The primary objective of India Fund Limited (INF) will be to deliver capital growth and regular dividends for Shareholders by offering a convenient and efficient way in which to invest into the long-term potential of India through Equities and Fixed Interest Securities.

It is anticipated that INF will list on the ASX in July 2015.

http://www.indiafund.com.au


----------



## Miner (31 May 2015)

It is going to be a great stock for people who have followed Indian Equity Fund INE  and BBY. There are some common connections here - please do your own research.
I am not a betting person and after loosing lots of money became cautious with any investment before making any further research
DYOR


----------



## Miner (1 June 2015)

I am hoping experts on equity fund /LIC shares will jump to provide some light on this forthcoming float.
I am sharing my own observation on investment related to India.
INES or India Equity Fund - I invested heavily and saw red. It reminds me of ABC Learning and FGE.
Extract from AFR : _Indian-born Australian fund manager John Pereira, who chose to close down his $75 million ASX-listed India Equity Fund in 2008 after the global financial crisis hit emerging market growth hard, reckons it is time to jump back in._ 
I would argue what happens to those humble pies who had their investment on India Equity Fund in 2008 when it closed down its doors due to GFC ? What is so different from same promoter that investor will look bright rays ? What did the promoter say to its shareholders in 2008 when it failed to sustain? Today we have a worse scenario and is there any synergy that we should look for a brighter tomorrow having the same promoter with no more enviable record of turning around since 2008 ?

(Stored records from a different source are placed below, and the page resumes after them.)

PR #1831, opened 2023-03-24
[ENG-4427] Fix timing issues due to no jQuery integration

brianjgeiger:
-   Ticket: [ENG-4427]
-   Feature flag: n/a

## Purpose

Turn jQuery integration off. This causes some subtle timing issues with rendering which are fixable with timeouts.

## Summary of Changes

1. Disable jQuery integration
2. Sprinkle timeouts throughout the tests where necessary to get them to pass again.

## Side Effects

Tests will take a bit longer to run.

## QA Notes

No real QA needed for this. Hopefully it won't break selenium with the new timing issues.

[ENG-4427]: https://openscience.atlassian.net/browse/ENG-4427?atlOrigin=eyJpIjoiNWRkNTljNzYxNjVmNDY3MDlhMDU5Y2ZhYzA5YTRkZjUiLCJwIjoiZ2l0aHViLWNvbS1KU1cifQ

### DIFF
--- a/config/optional-features.json
+++ b/config/optional-features.json
@@ -1,6 +1,6 @@
 {
   "application-template-wrapper": false,
   "default-async-observers": true,
-  "jquery-integration": true,
+  "jquery-integration": false,
   "template-only-glimmer-components": true
 }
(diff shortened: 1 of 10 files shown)


futa-ikeda (commented):
I was looking at these test failures when doing the octanify work, and the component tests seem to fail when component is trying to get properties off of relationships (e.g.                         `{{this.draftRegistration.initiator.fullName}}` in template.hbs of draft-reg-card or `reviewAction.creator.get('fullName'),` in component.ts of review-action).

The tests pass if you do a `await model.belongsTo('relationshipName').load();` before the assertions, so I had to explicitly add this to the draft-reg component test:
```
await draftRegistration.belongsTo('initiator').load();
await draftRegistration.belongsTo('registrationSchema').load();
await draftRegistration.belongsTo('provider').load();
```
Not sure if this is the "proper" way of fixing them, or if it's just best to pepper in some `await`s. Also may be worth avoiding the use of `relationship.get('property)` and the likes in components down the road?

brianjgeiger:
Hmmm. I wonder if, in the components, things are just not being awaited properly.

futa-ikeda (approved):
Hoping we don't have to pepper in more of these timeouts in the future 🤞

PR #1843, opened 2023-04-13
[ENG-4417] Remove BsNav

brianjgeiger:
-   Ticket: [ENG-4417]
-   Feature flag: n/a

## Purpose

Remove all usages of BsNav from the ember-osf-web codebase.

## Summary of Changes

1. Remove bs-nav from settings page
2. Remove bs-nav from registries moderation
3. Remove bs-nav from collections moderation
4. Add some data-test selectors

## Screenshot(s)

Screenshot 2023-04-13 at 4 28 22 PM
Screenshot 2023-04-13 at 3 40 47 PM
Screenshot 2023-04-13 at 2 42 11 PM

## Side Effects

In the previous version of the settings page, the active element was not highlighting the same way as it does on osf.io legacy pages (it wasn't highlighting at all, in fact). This version does highlight like legacy, but not for Firefox. The test selector I'm using works everywhere but there. So it's better and not worse, but it's not perfect. I think, since we went five years with nobody noticing, it's probably fine.

## QA Notes

Just check the navigation mentioned above to make sure everything is cool.

### DIFF
--- a/app/settings/styles.scss
+++ b/app/settings/styles.scss
@@ -12,11 +12,37 @@
     line-height: 1em;
 }
 
-.ProfileNav {
-    margin-left: 20px;
-    display: none;
-}
+.stacked-nav {
+    ul {
+        list-style: none;
+        padding-left: 0;
+    }
 
-:global(.active) .ProfileNav {
-    display: block;
+    li:has(:global(.active)) {
+        background-color: $color-bg-blue-dark;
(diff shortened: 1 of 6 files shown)


brianjgeiger:
Closing in favor of https://github.com/CenterForOpenScience/ember-osf-web/pull/1844

PR #1844, opened 2023-04-17
[ENG-4417] Remove BsNav

brianjgeiger:
-   Ticket: [ENG-4417]
-   Feature flag: n/a

## Purpose

Remove all usages of BsNav from the ember-osf-web codebase.

## Summary of Changes

1. Remove bs-nav from settings page
2. Remove bs-nav from registries moderation
3. Remove bs-nav from collections moderation
4. Add some data-test selectors

## Screenshot(s)

Screenshot 2023-04-13 at 4 28 22 PM
Screenshot 2023-04-13 at 3 40 47 PM
Screenshot 2023-04-13 at 2 42 11 PM

## Side Effects

In the previous version of the settings page, the active element was not highlighting the same way as it does on osf.io legacy pages (it wasn't highlighting at all, in fact). This version does highlight like legacy, but not for Firefox. The test selector I'm using works everywhere but there. So it's better and not worse, but it's not perfect. I think, since we went five years with nobody noticing, it's probably fine.

## QA Notes

Just check the navigation mentioned above to make sure everything is cool.

[ENG-4417]: https://openscience.atlassian.net/browse/ENG-4417?atlOrigin=eyJpIjoiNWRkNTljNzYxNjVmNDY3MDlhMDU5Y2ZhYzA5YTRkZjUiLCJwIjoiZ2l0aHViLWNvbS1KU1cifQ**


app/settings/template.hbs
```diff
@@ -19,96 +20,64 @@
...
-                        <nav.item>
-                            <OsfLink
-                                data-analytics-name='Personal access tokens'
-                                @route='settings.tokens'
-                            >
-                                {{t 'settings.tokens.title'}}
-                            </OsfLink>
-                        </nav.item>
-                    </BsNav>
+                    <div local-class='stacked-nav'>
```
futa-ikeda, line 23: Can we make this wrapper a `<nav>`?

lib/collections/addon/provider/moderation/template.hbs
```diff
@@ -7,20 +7,20 @@
         </div>
     </layout.heading>
     <layout.main local-class='main'>
-        <BsNav local-class='clamped-width-container' @type='tabs' as |nav|>
+        <ul local-class='clamped-width-container main-nav'>
```
futa-ikeda, line 10: Can we wrap this in a `<nav>` as well?

lib/registries/addon/branded/moderation/template.hbs
```diff
@@ -15,48 +15,52 @@
         </layout.heading>
         <layout.main local-class='main'>
             {{!-- TODO: add pending count in Submissions and Withdrawals tab --}}
-            <BsNav local-class='mainNav' @type='tabs' as |nav|>
+            <ul local-class='main-nav'>
```
futa-ikeda, line 18: Same here, can we wrap in a `<nav>`?

futa-ikeda (changes requested):
I think some usage of semantic HTML while we are here would be in the spirit of this ticket. Also, I'm a little surprised that BsNav didn't use `<nav>` tags...

PR #1854, opened 2023-04-26
[ENG-4407] Refactored the Collection Submission bootstrap

bp-cos:
-   Ticket: [ENG-4407]
-   Feature flag: n/a

## Purpose

Refactor the bootstrap grid to be native css

## Summary of Changes

Removed all the bootstrap grid to be native css

## Screenshot(s)

**Contributors Before**

Contributors - Desktop - Before

Contributors - Mobile - Before

**Contributors After**

Contributor - Desktop - After

Contributors - Mobile - After

**Metadata - Before**
Metadata - Mobile - Before

Metadata - Desktop - Before

**Metadata - After**

Metadata - Desktop - After

Metadata - Mobile - After

## Side Effects

Mass css chaos

## QA Notes

Either browse to the pages or review the screen shots

[ENG-4407]: https://openscience.atlassian.net/browse/ENG-4407?atlOrigin=eyJpIjoiNWRkNTljNzYxNjVmNDY3MDlhMDU5Y2ZhYzA5YTRkZjUiLCJwIjoiZ2l0aHViLWNvbS1KU1cifQ

### DIFF
--- a/lib/app-components/addon/components/project-contributors/list/template.hbs
+++ b/lib/app-components/addon/components/project-contributors/list/template.hbs
@@ -11,7 +11,7 @@
                 @side='bottom'
                 @popperContainer='body'
             >
-                <div class='text-left'>
+                <div local-class='popover-format'>
                     <h3>{{t 'app_components.project_contributors.list.permissions_popover_title'}}</h3>
                     {{t 'app_components.project_contributors.list.permissions_popover' htmlSafe=true}}
                 </div>
@@ -24,7 +24,7 @@
                 @side='bottom'
                 @popperContainer='body'
             >
-                <div class='text-left'>
+                <div local-class='popover-format'>
                     <h3>{{t 'app_components.project_contributors.list.citation_popover_title'}}</h3>
                     {{t 'app_components.project_contributors.list.citation_popover'}}
                 </div>
--- a/lib/app-components/addon/components/project-contributors/list/item/styles.scss
+++ b/lib/app-components/addon/components/project-contributors/list/item/styles.scss
@@ -1,4 +1,7 @@
 // stylelint-disable max-nesting-depth, selector-max-compound-selectors
+.popover-format {
+    text-align: left;
+}
 
 .contributor-container {
     display: flex;
--- a/lib/app-components/addon/components/project-contributors/list/item/template.hbs
+++ b/lib/app-components/addon/components/project-contributors/list/item/template.hbs
@@ -75,7 +75,7 @@
                     @side='bottom'
                     @popperContainer='body'
                 >
-                    <div class='text-left'>
+                    <div local-class='popover-format'>
                         <h3>{{t 'app_components.project_contributors.list.citation_popover_title'}}</h3>
                         {{t 'app_components.project_contributors.list.citation_popover'}}
                     </div>
--- a/lib/app-components/addon/components/project-contributors/list/styles.scss
+++ b/lib/app-components/addon/components/project-contributors/list/styles.scss
@@ -1,3 +1,7 @@
+.popover-format {
+    text-align: left;
+}
+
 .header-container {
     display: flex;
     flex-direction: row;
--- a/lib/app-components/addon/components/project-contributors/styles.scss
+++ b/lib/app-components/addon/components/project-contributors/styles.scss
@@ -1,4 +1,7 @@
 // stylelint-disable max-nesting-depth, selector-max-compound-selectors
+.popover-format {
+    text-align: left;
+}
 
 .contributor-container {
     display: flex;
--- a/lib/app-components/addon/components/project-contributors/template.hbs
+++ b/lib/app-components/addon/components/project-contributors/template.hbs
@@ -11,7 +11,7 @@
                     @event='hover'
                     @popperContainer='body'
                 >
-                    <div class='text-left'>
+                    <div local-class='popover-format'>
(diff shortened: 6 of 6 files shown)


lib/app-components/addon/components/error-page/template.hbs
```diff
@@ -1,37 +1,35 @@
...
-                    <a
-                        href='mailto:{{this.supportEmail}}'
-                        onclick={{action 'click' 'link' (concat this.label ' - Support') target=this.analytics}}
-                    >
-                        {{this.supportEmail}}
-                    </a>
-                </span>
-            </p>
-            {{#if this.theme.isProvider}}
+<div class='container' local-class='error-container'>
```
brianjgeiger, line 3: I think 'container' is a bootstrap class.

lib/app-components/addon/components/error-page/template.hbs
```diff
@@ -1,37 +1,35 @@
...
-                <LinkToExternal @route='home' class='btn btn-primary m-t-md'>
-                    {{t 'app_components.error_page.go_to' brand=(t 'general.OSF')}}
-                </LinkToExternal>
-            {{/if}}
-        </div>
+            </span>
+        </p>
+        {{#if this.theme.isProvider}}
+            <a
+                class='btn btn-primary m-t-md'
```
brianjgeiger, line 21: Sigh. This is nothing you have to deal with at the moment, I just noticed there was more bootstrap css classes here and below. The stuff is _everywhere_.

lib/app-components/addon/components/project-contributors/list/template.hbs
```diff
@@ -1,28 +1,33 @@
-<div class='row hidden-xs'>
-    <div class='col-sm-3 col-sm-offset-2'>
-        <strong>{{t 'app_components.project_contributors.list.name'}}</strong>
-    </div>
-    <div class='col-sm-3'>
-        <strong>{{t 'app_components.project_contributors.list.permissions'}}</strong>
-        <span>
+{{#if this.isNotMobile}}
```
brianjgeiger, line 1: You could do `{{#unless this.isMobile}}` here instead. Then you wouldn't need the extra getter.

lib/app-components/addon/components/project-contributors/list/template.hbs
```diff
@@ -1,28 +1,33 @@
...
+        <div local-class='name-container'>
+            <strong>{{t 'app_components.project_contributors.list.name'}}</strong>
+        </div>
+        <div local-class='permission-container'>
+            <strong>{{t 'app_components.project_contributors.list.permissions'}}</strong>
             <FaIcon @icon='question-circle' />
             <EmberPopover @side='bottom' @popperContainer='body'>
-                <h3>{{t 'app_components.project_contributors.list.permissions_popover_title'}}</h3>
-                {{t 'app_components.project_contributors.list.permissions_popover' htmlSafe=true}}
+                <div class='text-left'>
```
brianjgeiger, line 11: So `<div local-class='text-left'>` didn't work here? Also, do we want some Ember Popovers to be left justified and others not?

app/styles/_components.scss
```diff
@@ -528,6 +528,10 @@
     background-clip: padding-box;
 }
 
+.text-left {
+    text-align: left;
+}
```
brianjgeiger, line 533: This is not my _favorite_ because I'd rather get rid of all of this global css, so this just feels like tech debt to me.

lib/app-components/addon/components/project-contributors/list/component.ts
```diff
@@ -185,4 +187,12 @@ export default class List extends Component {
...
         taskFor(this.loadContributors).perform();
     }
+
+    get isMobile() {
+        return this.media.isMobile;
+    }
+
+    get isNotMobile() {
+        return !this.media.isMobile;
+    }
```
brianjgeiger, line 197: Paired with the comment below, you shouldn't need this.

brianjgeiger (changes requested):
Comments/questions/suggestions.

lib/app-components/addon/components/project-contributors/list/template.hbs
brianjgeiger: If you were doing anything but a simple `#if`, then you would do `(not this.isMobile)`, but if has a special thing where they would rather do an `#unless` rather than an `#if (not…`.

futa-ikeda (changes requested):
The one thing that gives me pause in this PR is the use of the `.text-left` global-class. If we want to create a global utility class like this, I think the definition for it should go somewhere like `app/styles/_typography.scss`. Defining the style for `:global(.class)` in multiple places can cause issues where the rules get combined and overwritten in unexpected ways.

~~So my suggestion would be to add the `.text-left { text-align: left; } rule to `app/styles/_typography.scss`, and to remove the `:global(.text-align)` rule assignment in each of the component files~~

brianjgeiger:
Yeah, that was my fault, because I didn't want another global class defined in our global css. I wanted to try to keep usage of that class as isolated as possible.

futa-ikeda:
Yea, I didn't see that comment! So nix my suggestion of adding yet another global css rule, and just change each `class='text-left'` and `:global(.text-left)` to `local-class='text-left'` and `.text-left` in the template and scss files respectively

brianjgeiger (approved):

futa-ikeda (approved):

PR #1858, opened 2023-05-02
[ENG-4465] Left panel facets manager

futa-ikeda:
-   Ticket: [ENG-4465] [ENG-4466]
-   Feature flag: n/a

## Purpose
- Add logic to search page controller to handle active filters and list of filterable properties
- Add a component to handle fetching values in a filterable properties in the search page

## Summary of Changes
- Add a `filter-facet` component
  - takes care of fetching filterable property values
  - `See more` modal

## Screenshot(s)
- Adding a through links in the side panel
image
- Adding a filter through the "See more" modal
image

## Side Effects
- None yet
## QA Notes

[ENG-4465]: https://openscience.atlassian.net/browse/ENG-4465?atlOrigin=eyJpIjoiNWRkNTljNzYxNjVmNDY3MDlhMDU5Y2ZhYzA5YTRkZjUiLCJwIjoiZ2l0aHViLWNvbS1KU1cifQ

[ENG-4466]: https://openscience.atlassian.net/browse/ENG-4466?atlOrigin=eyJpIjoiNWRkNTljNzYxNjVmNDY3MDlhMDU5Y2ZhYzA5YTRkZjUiLCJwIjoiZ2l0aHViLWNvbS1KU1cifQ


app/models/metadata-record.ts
```diff
@@ -1,17 +1,53 @@
...
     @hasMany('metadata-record', { inverse: null })
     relatedRecordSet!: AsyncHasMany<MetadataRecordModel> & MetadataRecordModel[];
+
+    get label(): string {
+        const { resourceMetadata } = this;
+        const preferredLanguage = this.intl.locale;
+        const labels = resourceMetadata?.label;
+        if (labels) {
+            const languageAppropriateLabel = labels.filter((label: any) => label['@language'] === preferredLanguage);
+            // give the locale appropriate label if it exists, otherwise give the first label
```
brianjgeiger, line 26: Well that's fancy.

app/search/-components/filter-facet/component.ts
```diff
@@ -0,0 +1,84 @@
...
+            };
+            toggleFilter(filter);
+            this.selectedProperty = undefined;
+        }
+    }
+
+    @task
+    @waitFor
+    async fetchFacetValues() {
+        await timeout(1000);
```
brianjgeiger, line 72: Minor: Would be a little better to set a `searchDebounceTime` variable at the top and use that here, rather than just using a number. I know we do this all the time, but magic numbers are bad, so it'd be good to avoid them.

app/search/-components/filter-facet/styles.scss
```diff
@@ -0,0 +1,40 @@
+.facet-wrapper {
+    border-top: 1px solid $color-border-gray;
+    padding: 0.5rem 0;
```
brianjgeiger, line 3: A padding in `rem`, eh? Going all out!

app/search/-components/filter-facet/template.hbs
```diff
@@ -0,0 +1,106 @@
...
+            aria-controls={{facetElementId}}
+            aria-expanded={{not this.collapsed}}
+            {{on 'click' (fn this.toggleFacet this.label)}}
+        >
+            <span>{{@propertyRecord.label}}</span>
+            <FaIcon @icon={{if this.collapsed 'caret-down' 'caret-up'}} />
+        </Button>
+        {{#if this.fetchFacetValues.isRunning}}
+            <LoadingIndicator @dark={{true}} />
+        {{else if this.fetchFacetValues.isError}}
```
brianjgeiger, line 20: I don't think I knew we could do `else if` in templates. Though it looks like we've used it 51 times before, so surely I've come across it.

app/search/-components/filter-facet/template.hbs
```diff
@@ -0,0 +1,106 @@
...
+            @isOpen={{this.seeMoreModalShown}}
+            @onClose={{fn (mut this.seeMoreModalShown) false}}
+            as |dialog|
+        >
+            <dialog.heading data-test-see-more-dialog-heading>
+                {{@propertyRecord.label}}
+            </dialog.heading>
+            <dialog.main local-class='see-more-dialog'>
+                {{t 'search.filter-facet.see-more-modal-text'}}
+                <PowerSelect
```
brianjgeiger, line 72: So 'See more' always brings up a PowerSelect and not different things for different facets now? That's good.

app/search/controller.ts
```diff
@@ -1,46 +1,86 @@
...
-        const { q, page, sort } = this;
-        const searchResult = await this.store.queryRecord('metadata-record-search', {
-            q,
-            page,
-            sort,
-        });
-        this.propertySearch = searchResult.relatedPropertySearch;
+    async search() {
+        // debounce
+        await timeout(100);
```
brianjgeiger, line 72: Same here with the debounce variable.

app/search/template.hbs
```diff
@@ -1,49 +1,99 @@
...
     </layout.heading>
-    <layout.left>
-        {{!-- current filters --}}
-        {{!-- filter facets --}}
-        Left
+    <layout.left
+        data-analytics-scope='search left panel'
+        local-class='left-panel'
+    >
+        {{!-- Object type filter dropdown if we are in mobile --}}
```
brianjgeiger, line 53: You say, 'if', but I'm not seeing any logic here. Is there something I'm missing, or are you waiting until you actually put in the desktop tabs to do the mobile logic? Or is this OsfLayout magic?

app/models/metadata-record.ts
```diff
@@ -1,17 +1,53 @@
...
+    @service intl!: IntlService;
+
     @attr('array') resourceType!: string[];
     @attr('array') resourceIdentifier!: string[];
     @attr('object') resourceMetadata!: any;
 
     @hasMany('metadata-record', { inverse: null })
     relatedRecordSet!: AsyncHasMany<MetadataRecordModel> & MetadataRecordModel[];
+
+    get label(): string {
```
futa-ikeda, line 20: I think I will use a helper called `{{locale-string}}` or something like that, which will take the `resourceMetadata` object and a key to fetch the language-appropriate value. That should help dry up some of this by just doing `{{locale-string metadataRecord.resourceMetadata 'label'}}`

tests/acceptance/search/search-filters-test.ts
```diff
@@ -0,0 +1,62 @@
...
+        assert.dom('[data-test-filter-facet]').exists({ count: 3 }, 'Filterable properties shown after search');
+        // assert there are no active filters
+        assert.dom('[data-test-active-filter]').doesNotExist('No active filters shown initially');
+        // expand a filterable property
+        await click('[data-test-filter-facet-toggle="License"]');
+        // ensure there are filter options
+        assert.dom('[data-test-filter-facet-value]')
+            .exists({ count: 2 }, 'Filter options shown after expanding a filterable property');
+        // click on a filter option
+        await click('[data-test-filter-facet-value] a');
```
brianjgeiger, line 33: So you click a link to activate a filter facet rather than using a checkbox making them buttons or similar? This may be an [accessibility violation](https://www.w3schools.com/accessibility/accessibility_buttons_links.php). You might need to use `Button`s with the 'fake-link' layout.

brianjgeiger (changes requested):
Mostly comments and really minor stuff. One potential accessibility violation that I see.

app/search/template.hbs
futa-ikeda: I'll be adding the object type filter and dropdown in a separate ticket, so this comment is more of a "`TODO` comment" more than an "information comment"

app/search/-components/filter-facet/template.hbs
futa-ikeda: Yea, that's the way I have it now. There may be some properties that are kind of weird as a power-select, so that _may_ change, but that's more of a "future improvement"

app/search/-components/filter-facet/component.ts
```diff
@@ -0,0 +1,84 @@
...
+    async applySelectedProperty() {
+        if (this.selectedProperty) {
+            const { toggleFilter, propertyRecord } = this.args;
+            const record = await this.selectedProperty.metadataRecord;
+            const filter = {
+                property: propertyRecord.get('label'),
+                value: record.title,
+            };
+            toggleFilter(filter);
+            this.selectedProperty = undefined;
```
adlius, line 65: Any reason to assign `undefined` rather than `null`? I think in JS, `undefined` is quite special as it is most commonly used to indicate that the variable has been initiated but not assigned any value yet. Assigning `undefined` to a previously "defined" property seems antithetical.

app/search/controller.ts
```diff
@@ -1,46 +1,91 @@
...
 
+    get filterableProperties() {
+        if (!this.propertySearch) {
+            return [];
+        }
+        return this.propertySearch.get('searchResultPage');
+    }
+
     @action
     onKeyPress(event: KeyboardEvent) {
```
adlius, line 43: IIRC, ember has `@enter` on an `<Input>` element that you may use so you don't have to catch all keyboard events here.

app/search/template.hbs
```diff
@@ -1,49 +1,99 @@
...
+                <h1>{{t 'search.search-header'}}</h1>
+            </label>
+            <span local-class='search-input-wrapper'>
+                <Input
+                    local-class='search-input'
+                    id='search-input'
+                    @type='search'
+                    @placeholder={{t 'search.textbox-placeholder'}}
+                    @value={{this.q}}
+                    {{on 'keydown' this.onKeyPress}}
```
adlius, line 21: As mentioned above, might as well use `@enter` here.

adlius (commented):
Minor comments.

app/search/-components/filter-facet/component.ts
futa-ikeda: In hindsight, this timeout doesn't need to be here, as this task is bound to when a user opens a filterable property for the first time and the values aren't loaded. I'll remove this timeout and convert the other keyboard-event-related tasks to use a defined variable as the wait time

app/search/controller.ts
```diff
@@ -1,46 +1,96 @@
...
+    @action
+    ingestQueryParams() {
+        const { q } = this;
+        if (q) {
+            this.seachBoxText = q;
         }
     }
 
-    @task
+    @task({ restartable: true, on: 'init' })
```
brianjgeiger, line 73: Hmm. It's a shame that the page-load search is always going to wait the debounce time to load the initial results. It might be worth breaking out a separate `userSearch()` task that does the debounce and calls the `search()` task rather than having it all happen in one task.

brianjgeiger (changes requested):
Just one thing caught my eye

brianjgeiger (approved):

PR #1861, opened 2023-05-09
[ENG-4418] No BsAlert

brianjgeiger:
-   Ticket: [ENG-4418]
-   Feature flag: n/a

## Purpose

Remove usage of the BsAlert from ember osf web.

## Summary of Changes

1. Remove handbook docs
2. Stop subclassing BsAlert and just call it Alert
3. Fix View Only Link Banner
4. Fix Maintenance Banner
5. Fix Status Banners
6. Fix TOS Consent Banner
7. Fix tests

## Screenshot(s)

Before
Screenshot 2023-05-05 at 10 26 40 AM

After
Screenshot 2023-05-09 at 12 42 37 PM

## Side Effects

1. Close buttons on the status banner are larger, and the banners are a little smaller. I could fix this, but I kind of like it.
2. You now have to explicitly pass in `@visible={{true}}` or similar to the Alert component to get it to show. 

## QA Notes

Check to make sure that the various alert banners work. 

- [ ] View Only Link Banner
- [ ] Maintenance Banner
- [ ] Status Banners
- [ ] TOS Consent Banner


lib/osf-components/addon/components/tos-consent-banner/component.ts
```diff
@@ -67,6 +67,6 @@ export default class TosConsentBanner extends Component {
         this.analytics.click('button', 'ToS Consent Banner - dismiss');
         this.set('didValidate', false);
         this.currentUser.set('showTosConsentBanner', false);
-        return false;
+        return true;
```
adlius, line 70: Why do we need a return value here in the first place?

adlius (approved):

lib/osf-components/addon/components/tos-consent-banner/component.ts
brianjgeiger: It is used by the [dismiss action in the component](https://github.com/CenterForOpenScience/ember-osf-web/pull/1861/files#diff-6a4fc2e1b69d5d089dd2e2e180b8bbf37c547d146d0d4f7594d076df74ef0030R41).

futa-ikeda (approved):

PR #1991, opened 2023-09-06
Fix broken meetings searches

brianjgeiger:
## Purpose

A recent deprecation fix caused [meetings searches to break](https://www.notion.so/cos/Meetings-filtering-is-broken-26e361c983224e1a817be0a29404270f?pvs=4). This should fix that.

## Summary of Changes

1. Add `target` string to `on` actions


futa-ikeda (approved):
Seems correct to me, but I thought the default behavior was to pass in the `value` to the specified callback function? Is it passing in `event` or something now?

brianjgeiger:
Yeah, Keyboard Events were being passed instead. With the `{{on}}` helper passes events rather than values because it's a generic helper rather than something specific to an input control.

Another scrip in the name of India Resource Fund - look at its performance and traded as IRL. Whereas this company is making record production but as per shareholder return - it is increasingly negative. Sound similar but I burnt investment on this when famous Michael Kierman was the major promoter of this company traded at 40 cents. Today it is at .004 or less. Hardly traded.

http://www.afr.com/markets/new-indi...un-in-debt-and-equity-markets-20150524-gh28qh

I have some brighter story to share - I put some small money on Fidelity India and it gave me 22 % return . So bottom line for me - investment in India is as good as the skill of the fund manager.  
Disclaimer : past performance is no guarantee of repeat performance (positive or negative).

DYOR and share your thoughts for wider interest.


----------